# mlops-zoomcamp 01-intro

In [1]:
import pandas as pd

In [2]:
from sklearn.feature_extraction import DictVectorizer
from sklearn.linear_model import LinearRegression
from sklearn.metrics import root_mean_squared_error

In [3]:
def read_trip_data(month: str, converters: dict) -> pd.DataFrame:
    data_url = f"https://d37ci6vzurychx.cloudfront.net/trip-data/yellow_tripdata_2023-{month}.parquet"
    df = pd.read_parquet(data_url).astype(converters)       
    return df

In [4]:
MINUTE_IN_SEC = 60

def compute_duration(df: pd.DataFrame) -> pd.DataFrame:
    df['duration'] = (df['tpep_dropoff_datetime'] - df['tpep_pickup_datetime'])
    df['duration'] = df['duration'].dt.total_seconds().div(MINUTE_IN_SEC)
    return df

In [5]:
MIN_DURATION_MIN = 1
MAX_DURATION_MIN = 60

def drop_outlayers(df: pd.DataFrame) -> pd.DataFrame:
    return df.loc[(df['duration'] >= MIN_DURATION_MIN) & (df['duration'] <= MAX_DURATION_MIN)]

In [6]:
def preprocess(df: pd.DataFrame, verbose=False):
    df = compute_duration(df)
    
    if verbose:
        print(f"Q2 - The standard deviation of the trips duration is {df['duration'].std():.2f} .")

    before_drop = len(df)
    df = drop_outlayers(df)
    after_drop = len(df)
    
    if verbose:
        print(f"Q3 - {((after_drop / before_drop) * 100):.2f} % of the records left after droping the outliers.")

    return df

In [7]:
target_column = 'duration'
feature_columns = ['PULocationID',	'DOLocationID']
feature_columns_converter = {column: str for column in feature_columns}

In [8]:
df_january_raw = read_trip_data(month="01", converters=feature_columns_converter)
df_february_raw = read_trip_data(month="02", converters=feature_columns_converter)

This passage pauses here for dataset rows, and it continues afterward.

PR #462, opened 2025-05-10
feat: support namedtuple for struct types

### LINKED ISSUE #437: [FEATURE] Support NamedTuple in addition to dataclass in Python SDK
Currently `dataclass` is the only way for users to define a  [`struct type`](https://cocoindex.io/docs/core/data_types#struct-type) in Python SDK.
[`typing.NamedTuple`](https://docs.python.org/3/library/typing.html#typing.NamedTuple) is another possible way in Python to define structs and used by people and existing libraries. We want to support it too.

- [`typing.py`](https://github.com/cocoindex-io/cocoindex/blob/55d112dc4e13e9e44b681f6f7d1a94eb1ccee33a/python/cocoindex/typing.py)
  - Extend [`AnalyzedTypeInfo`](https://github.com/cocoindex-io/cocoindex/blob/55d112dc4e13e9e44b681f6f7d1a94eb1ccee33a/python/cocoindex/typing.py#L63) to be able to keep `NamedTuple` type info too.
  - Update [`analyze_type_info()`](https://github.com/cocoindex-io/cocoindex/blob/55d112dc4e13e9e44b681f6f7d1a94eb1ccee33a/python/cocoindex/typing.py#L77) accordingly
- [`convert.py`](https://github.com/cocoindex-io/cocoindex/blob/55d112dc4e13e9e44b681f6f7d1a94eb1ccee33a/python/cocoindex/convert.py). Both encode/decode logic needs to be updated, to support `NamedTuple` in addition to `dataclass`.
- Add test in [`test_convert.py`](https://github.com/cocoindex-io/cocoindex/blob/55d112dc4e13e9e44b681f6f7d1a94eb1ccee33a/python/cocoindex/tests/test_convert.py) to cover `NamedTuple` caes.
- Update the document [`data_types.mdx`](https://github.com/cocoindex-io/cocoindex/blob/55d112dc4e13e9e44b681f6f7d1a94eb1ccee33a/docs/docs/core/data_types.mdx)

---

lemorage:
This PR tries to resolve #437.

`NamedTuples` support is added, so now struct types can be defined either by a dataclass or a namedtuple. A bunch of unit tests added for verifying the functionality and the docs is updated correpondingly.

### DIFF
--- a/docs/docs/core/data_types.mdx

print(f"Q1 - There are {len(df_january_raw.columns)} columns for January data.")

Q1 - There are 19 columns for January data.


In [9]:
df_train = preprocess(df_january_raw, verbose=True)
df_val = preprocess(df_february_raw, verbose=False)

Q2 - The standard deviation of the trips duration is 42.59 .
Q3 - 98.12 % of the records left after droping the outliers.


In [10]:
dv = DictVectorizer()

# train
train_dicts = df_train[feature_columns].to_dict(orient='records')
X_train = dv.fit_transform(train_dicts)
y_train = df_train[target_column].values

print(f"Q4 - The dimensionality of this matrix is {X_train.shape} with {X_train.shape[1]} number of columns.")

# validation
val_dicts = df_val[feature_columns].to_dict(orient='records')
X_val = dv.transform(val_dicts)
y_val = df_val[target_column].values

Q4 - The dimensionality of this matrix is (3009173, 515) with 515 number of columns.


In [11]:
lr = LinearRegression()

# train
lr.fit(X_train, y_train)
y_train_pred = lr.predict(X_train)

rmse_train = root_mean_squared_error(y_train, y_train_pred)
print(f"Q5 - The RMSE of a training set: {rmse_train:.5f}.")


# validation
y_val_pred = lr.predict(X_val)

rmse_val = root_mean_squared_error(y_val, y_val_pred)
print(f"Q6 - The RMSE of a validation set: {rmse_val:.5f}.")

Q5 - The RMSE of a training set: 7.64926.
Q6 - The RMSE of a validation set: 7.81182.